Tchaikovsky conducted the successful premiere of his Opus 74, the "Pathetique" Symphony, and died just nine days later. The murky depths of the symphony's prologue declaimed by a solo bassoon and string basses portend tragedy and the grieving final bars of the work are utterly devoid of consolation or hope. The ASO strings were at their most poignantly expressive in the symphony's outer movements. The explosive march movement usually provokes spontaneous, if intrusive, applause and certainly deserved to on this occasion but the audience wisely sat on their hands until the end. After the music had ebbed away, a few seconds of stillness before the ovation broke out in response to Anderson and the ASO for a performance which achieved the right balance of strength and pathos.

Review by Geoffrey Mogridge.  Wharfedale and Airedale Observer, Ilkley Gazette.


  A generous helping of four Twentieth Century works for large orchestra by two English, an Italian and an Armenian composer attracted a sizeable audience to the King's Hall for the ASO's Spring concert.  The English composers were represented by two of their best-loved tone pictures: Elgar's Cockaigne Overture "In London Town", and the Walk to the Paradise Garden - the famous intermezzo from Delius's opera, A Village Romeo and Juliet.   

  Cockaigne -  a medieval notion of a fictitious land of flowing wine and easy living - is the backdrop for Elgar's picture of the Capital City at the beginning of the Edwardian era as experienced by a young couple.   I noted the fruity-sounding brass in the ASO's ebullient performance of this work and John Anderson's stately account of the finale, missing only the optional organ embellishments.  

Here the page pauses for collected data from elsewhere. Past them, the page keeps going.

PR #2417, opened 2025-09-14
fix: set actions/checkout persist-credentials to false in init

risu729:


marcoieni:
I wonder if in the init command we should ask the user if they want to sign tags, and based on that write token or persist credentials false.

Probably we should put a (recommended) on the option to not sign them.

Wdyt?

risu729:
I think that's good, but I'm not too sure how to configure the gpg key on CI.
Should we support it too? Or just ask for the release-plz config and let the users configure the gpg key?

marcoieni:
Let's just provide the release-plz config and let users know they should configure tag signing by themselves for now.

risu729:
I'm sorry for taking a long time. I forgot about this.
Could you take a look when you have a time?

risu729:
It seems zizmor doesn't support YAML anchors. https://github.com/zizmorcore/zizmor/issues/1176

Issue #2159, opened 2025-04-02
Support for Multiple Active Release Branches with Different Version Streams


c12i:
## Motivations

I'm exploring how to use `release-plz` in our repository which maintains multiple concurrent release branches:

- `main`: Dev release branch (currently supporting `v0.5.x-dev.x`)
- `main-0.4`: Patch and backport branch for `v0.4`
- `main-0.3`: Patch and backport branch for `v0.3`

- Would you like to implement this feature? [y/n]

## Solution

Ideally, release-plz would support creating and managing release PRs across multiple active branches with different version streams.

## Alternatives

[`release-please`](https://github.com/googleapis/release-please-action?tab=readme-ov-file#action-inputs) supports setting a target branch

marcoieni:
how would you solve this problem with release-please using target branch?

tgross35:
I ran into a couple of issues attempting to do this, documented better at https://github.com/release-plz/release-plz/issues/2163. I think release-plz probably needs to figure out what the previous release in a series is. As-is it seems like the latest version on crates.io is picked, but I mentioned at https://github.com/release-plz/release-plz/issues/2163#issuecomment-2777242235 that maybe `release-plz release-pr` could do something like:

1. Look at the current Cargo.toml version
2. Ensure that version has been published
3. Make the next version a bump from that version, e.g. `0.2.0 -> 0.2.1`, `1.0.0 -> 1.0.1`, or `0.3.0-alpha.1 -> 0.3.0-alpha.2`
4. Error if that version already exists on crates.io

Another option could be to make this customizable in release-plz.toml, e.g.:

```toml
[package.foo]
series = "0.2.{minor}`

[package.bar]
series = "1.{minor}.{patch}"

[package.baz]
series = "0.3.0-alpha.{minor}"
```

marcoieni:
> 3\. Make the next version a bump from that version, e.g. `0.2.0 -> 0.2.1`, `1.0.0 -> 1.0.1`, or `0.3.0-alpha.1 -> 0.3.0-alpha.2`

So the next version is always a patch bump? What about `0.2.0 -> 0.3.0` because for example cargo semver checks detected a breaking change?

I was thinking that maybe if your Cargo.toml specifies 0.2.0 and crates.io already contains 0.3.0, then Release-plz automatically understands that you already published 0.3.0 and so it bumps to 0.2.1?
But it's unclear on which branch to open this PR.

[...]

PR #2438, opened 2025-09-30
feat: release-plz can now publish backport PRs

LukeMathWalker:
Previously, it would error out when the registry contained a newer version than the local one. 

Related to: https://github.com/release-plz/release-plz/issues/2159

### DIFF
--- a/crates/release_plz_core/src/command/update/updater.rs
+++ b/crates/release_plz_core/src/command/update/updater.rs
@@ -616,9 +616,9 @@ impl Updater<'_> {
                     // as part of the release.
                     // We can process the next package.
                     break;
-                } else if registry_package.package.version < package.version {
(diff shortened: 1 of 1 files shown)


marcoieni:
The test fails for me locally:

```
Caused by:
    0: failed to determine next versions
    1: failed to retrieve difference of package eqfdgnur
    2: package `eqfdgnur` has a different version (0.1.0) with respect to the registry package (0.2.0), but the git tag v0.1.0 exists. Consider running `cargo publish` manually to publish the new version of this package.


note: run with `RUST_BACKTRACE=1` environment variable to display a backtrace


failures:
    release_pr::release_plz_can_do_backport_prs
```

marcoieni:
hopefully this fix is correct. No idea why CI and local tests behaved differently and I've no time to investigate 😅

  Sir Thomas Beecham scaled down the orginal orchestration of the Walk to the Paradise Garden to facilitate concert performances.  Delius scores for large orchestra including 28 woodwind and brass, reduced in Beecham's arrangement to 17. Delius scholar Tony Summers falls somewhere between the two with a requirement for 23 woodwind and brass- the edition played by the ASO.  The increased number of players undoubtedly enhances the effect of the dreamily evocative woodwind writing.  Anderson presided over an expansive reading, giving his players space to point up the delicate colours of Delius's pastoral soundscape.

  We then come to the two "novelties" in this enterprising programme - Aram Khachaturian's Violin Concerto in D minor was composed in 1940 and played that same year in Moscow by David Oistrakh.  Classical in outline but brash and exuberant in character, the rich, folk-infused melodies do give the concerto an endearing quality. Alexander Sitkovetsky was the outstanding soloist with the ASO; alive to the rhapsodic quality of the solo line and pushing the Armenian folk music ornamention for all it was worth.  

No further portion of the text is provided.